Lalu semua menjadi semakin menarik saat ku bertemu dengannya. Sejak saat itu, hidupku mengalami sesuatu yang sulit dijelaskan. Lebih sulit daripada pertanyaan mengapa aku bisa dimasukkan ke dalam jajaran orang bertalenta luar biasa. Dia yang sering kali salah mengucapkan namaku, dari Kina menjadi Hina benar-benar membuatku kesal. Namaku Kina Harasawa, dan aku merasa bahwa diriku normal. Perlu kalian garis bawahi, normal dalam pemahamanku mungkin cukup berbeda dari kebanyakan orang di luar sana.

"Hei Hina!" Sahutnya dalam balutan hoodie kebesaran berwarna ungu miliknya. "Cepat rapihkan bajumu lalu kita berangkat."

"Namaku Kina!
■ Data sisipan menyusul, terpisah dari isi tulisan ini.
Issue #373, opened 2015-05-05
Metadata endpoints are too vague


schancel:
Should include content type and JSON schema references for the returned values.

E.g. is `/acMetadata/v1/pod/uuid` supposed to be a JSON object, raw bytes, base64 encoded, or a canonical UUID of the pod?

jonboulle:
@schancel @eyakubovich can one of you tackle this please?

jonboulle:
Ping @schancel

schancel:
Pong.

philips:
@schancel I think @jonboulle is asking if you could help out with a PR.

jonboulle:
yes, that's what I was asking :-)

schancel:
Yes, I was acknowledging that.  :)

schancel:
I think we closed this one up with my PR?

PR #451, opened 2015-07-03
spec/ace.md: Add specificity to metadata endpoint descriptions.

schancel:
Addresses https://github.com/appc/spec/issues/373

### DIFF
--- a/ace/validator.go
+++ b/ace/validator.go
@@ -226,7 +226,7 @@ func ValidateMountpoints(wmp map[string]types.MountPoint) results {
 	return r
 }
 
-func metadataRequest(req *http.Request) ([]byte, error) {
+func metadataRequest(req *http.Request, expectedContentType string) ([]byte, error) {
 	cli := http.Client{
 		Timeout: 100 * time.Millisecond,
 	}
@@ -242,6 +242,11 @@ func metadataRequest(req *http.Request) ([]byte, error) {
 		return nil, fmt.Errorf("Get %s failed with %v", req.URL, resp.StatusCode)
 	}
 
+	if respContentType := resp.Header.Get("Content-Type"); respContentType != expectedContentType {
+		return nil, fmt.Errorf("`%s` did not respond with expected Content-Type header.  Expected %s, received %s",
+			req.RequestURI, expectedContentType, respContentType)
+	}
+
 	body, err := ioutil.ReadAll(resp.Body)
 	if err != nil {
 		return nil, fmt.Errorf("Get %s failed on body read: %v", req.URL, err)
@@ -250,27 +255,28 @@ func metadataRequest(req *http.Request) ([]byte, error) {
 	return body, nil
 }
 
-func metadataGet(metadataURL, path string) ([]byte, error) {
+func metadataGet(metadataURL, path string, expectedContentType string) ([]byte, error) {
 	uri := metadataURL + metadataPathBase + path
 	req, err := http.NewRequest("GET", uri, nil)
 	if err != nil {
 		panic(err)
 	}
-	return metadataRequest(req)
+
+	return metadataRequest(req, expectedContentType)
 }
 
-func metadataPost(metadataURL, path string, body []byte) ([]byte, error) {
+func metadataPost(metadataURL, path string, body []byte, expectedContentType string) ([]byte, error) {
 	uri := metadataURL + metadataPathBase + path
 	req, err := http.NewRequest("POST", uri, bytes.NewBuffer(body))
 	if err != nil {
 		panic(err)
 	}
-	req.Header.Set("Content-Type", "text/plan")
+	req.Header.Set("Content-Type", "text/plain")
 
-	return metadataRequest(req)
+	return metadataRequest(req, expectedContentType)
 }
 
-func metadataPostForm(metadataURL, path string, data url.Values) ([]byte, error) {
+func metadataPostForm(metadataURL, path string, data url.Values, expectedContentType string) ([]byte, error) {
 	uri := metadataURL + metadataPathBase + path
 	req, err := http.NewRequest("POST", uri, strings.NewReader(data.Encode()))
 	if err != nil {
@@ -278,7 +284,7 @@ func metadataPostForm(metadataURL, path string, data url.Values) ([]byte, error)
 	}
 	req.Header.Set("Content-Type", "application/x-www-form-urlencoded")
 
-	return metadataRequest(req)
+	return metadataRequest(req, expectedContentType)
 }
 
 func validatePodAnnotations(metadataURL string, pm *schema.PodManifest) results {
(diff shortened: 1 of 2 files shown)


spec/ace.md
```diff
@@ -290,5 +291,5 @@ Accessible at `$AC_METADATA_URL/acMetadata/v1/pod/hmac`
 
 | Entry | Description |
 |-------|-------------|
-|sign   | POST a form with content=&lt;object to sign&gt; and retrieve a base64 hmac-sha512 signature as the response body. The metadata service holds onto the secret key as a sort of pod TPM. |
+|sign   | Client APPS must POST a form with content=&lt;object to sign&gt;.  The response must specify a `Content-Type` header of `text/plain; charset=us-ascii` and the body must be a base64 encoded hmac-sha512 signature based on an HMAC key maintained by the Metadata Service. |
```
jonboulle: not sure why APPS is capitalised

spec/ace.md
```diff
@@ -247,12 +247,13 @@ The App Container specification defines an HTTP-based metadata service for provi
 
 ### Metadata Service
 
-The ACE must provide a Metadata service on the address given to the applications via the `AC_METADATA_URL` [environment variable](#execution-environment).
+The ACE must provide a Metadata service on the address given to the applications via the `AC_METADATA_URL` [environment variable](#execution-environment).  This URL must reference an endpoint which conforms to the HTTP protocol with TLS enabled except in cases where the Metadata Service resides on the same physical host.
```
jonboulle: mind sticking to sentence-per-line for now?

spec/ace.md
schancel: Because I was half asleep.  Will fix.

spec/ace.md
schancel: Ah right, sorry

spec/ace.md
```diff
@@ -247,12 +247,13 @@ The App Container specification defines an HTTP-based metadata service for provi
...
 
 ACE implementations SHOULD embed an authorization token in `AC_METADATA_URL`, which provides a means for the metadata service to uniquely and securely identify a pod.
 For example, `AC_METADATA_URL` passed to a pod could be set to `https://10.0.0.1:8888/Y4vFeVZzKM2T9rwkpWHfqXuGsNjS6O5c` with the path portion acting as a token.
 Since the token is used by the Metadata Service to authenticate the pod's identity, it SHOULD have no fewer than 128 bits of entropy (i.e. size of UUID), and SHOULD NOT be easily guessable (e.g. the pod UUID should not be used).
 
+For the following endpoints, the media type of `application/json` must be specified and the body must conform to [RFC4627](http://www.ietf.org/rfc/rfc4627.txt) unless otherwise specified.
```
jonboulle: Perhaps this should say "unless otherwise specified" since below there are some countercases (text/plain)

jonboulle:
Thanks, looks good overall. Would you mind updating the validator too? (if it needs it)

jonboulle:
LGTM. @eyakubovich can you review?

spec/ace.md
```diff
@@ -248,11 +248,13 @@ The App Container specification defines an HTTP-based metadata service for provi
 ### Metadata Service
 
 The ACE must provide a Metadata service on the address given to the applications via the `AC_METADATA_URL` [environment variable](#execution-environment).
+This URL must reference an endpoint which conforms to the HTTP protocol with TLS enabled except in cases where the Metadata Service resides on the same physical host.
```
eyakubovich: I think it's worth writing this spec from the point of the application and the environment it needs to support and expect. In that sense, we should not mandate that a runtime must use TLS; only that the `AC_METADATA_URL` may use `http` or `https` scheme and that both must be supported. If the runtime has setup an `stunnel` or uses IPSec, it may not want to use TLS at the application level.

spec/ace.md
```diff
@@ -264,9 +266,9 @@ Retrievable at `$AC_METADATA_URL/acMetadata/v1/pod`
 
 | Entry       | Description |
 |-------------|-------------|
-|annotations/ | Top level annotations from Pod Manifest. |
+|annotations/ | Top level annotations from Pod Manifest. Response body should conform to the sub-schema of the annotations property from the Pod specification (e.g. ```[ { "name": "ip-address", "value": "10.1.2.3" } ]```). |
```
eyakubovich: That's not what happens now (at least as implemented by `rkt`). It returns `text/plain` with just the annotation names, separated by newlines. That is inline with AWS metadata service -- the inspiration for this metadata service. However if want to move all responses to `application/json`, I would be OK with it.

schancel: I think we should.   The apps need to support parsing JSON for the other endpoints -- I think it would be easier from the perspective of the application to make it consistent.

schancel:
I suspect the validator will need changes.  I'll look into that today and add some commits on here.

ace/validator.go
```diff
@@ -359,7 +371,7 @@ func validateAppAnnotations(metadataURL string, pm *schema.PodManifest, app *sch
 			continue
 		}
 
-		val, err := metadataGet(metadataURL, "/apps/"+string(app.Name)+"/annotations/"+key)
+		val, err := metadataGet(metadataURL, "/apps/"+string(app.Name)+"/annotations/"+key, "text/plain; charset=us-ascii")
```
schancel: Not sure how we should represent this in the spec.  I didn't notice that this was possible from reading the spec originally. @eyakubovich

ace/validator.go
```diff
@@ -278,30 +284,36 @@ func metadataPostForm(metadataURL, path string, data url.Values) ([]byte, error)
...
 }
 
 func validatePodAnnotations(metadataURL string, pm *schema.PodManifest) results {
 	r := results{}
 
 	var actualAnnots types.Annotations
+	var fetchedAnnots types.Annotations
 
-	annots, err := metadataGet(metadataURL, "/pod/annotations/")
+	annots, err := metadataGet(metadataURL, "/pod/annotations/", "application/json")
```
schancel: See next comment as well.

ace/validator.go
jonboulle: ping @eyakubovich ?

jonboulle: @philips ?

eyakubovich: @philips I think you wanted to keep parity with aws/gce style metadata services. But if you'd like, we can switch to all JSON. I think in containers people will be doing less bash scripting compared to VM so JSON is probably more appropriate.

philips: json content type only is OK

philips:
lgtm and +1 on moving to JSON only. Sorry for the delay on the review.

schancel:
Okay so should I just remove the reference to GET endpoints for specific keys?

jonboulle:
Yes, I think that makes sense

schancel:
Okay.  Sorry for the huge delay.  Does this still look reasonable?  I removed the validation of the original gets for the annotation keys, and I don't see where the spec referenced that was possible, so no update there.

jonboulle:
LGTM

K-I-N-A. Jangan salah mengeja namaku dasar kau penganggu!" Aku mendengus kesal. Sudah kesekian kalinya dia memanggilku dengan panggilan Hina. Aku bukan orang hina dengan nama Hina, tetapi Kina Harasawa! Dan aku tegaskan sekali lagi, aku tidak hina! Setidaknya itulah kata yang sudah sejauh lama ku katakan padanya. Tapi ya... Kalian lihat sendiri hasilnya.

"Aku menyelamatkan hidupmu Hina, jangan lupakan itu." Aku terdiam mendengarnya. Memang benar mahluk satu ini sudah menyelamatkanku, tetapi lihatlah dia sekarang. Menaik turunkan alisnya dengan memutar pensil menggunakan tangan kirinya seolah dia telah melakukan sesuatu yang luar biasa. Ditambah lagi gayanya yang duduk manis sambil menyilangkan kaki panjangnya di atas kasurku. Kalau saja ku bisa memotong kakinya itu, aku akan menyelamatkan banyak sekali pohon.

"Ku harap ada seseorang yang bisa memutar waktu agar aku tidak harus bertemu denganmu yang selalu memanggil namaku dengan panggilan yang salah." Dia tertawa dengan—terlihat sangat menikmati kekesalanku. Bahkan terlihat kilauan pada sudut matanya. Apa dia menganggap kemarahanku sebagai sesuatu yang lucu untuk dipandang? Mahluk satu ini memang tidak diajarkan tata krama. Atau begitulah dugaanku.

"Kau lucu saat marah," ucapnya.

"Dan kau menyebalkan saat tertawa," sahutku. Lantas mengambil beberapa buku termasuk alat tulis, lalu melengang pergi dengan menyunggingkan tatapan sinis disertai senyuman kesal kepadanya sebelum pintu tertutup rapat.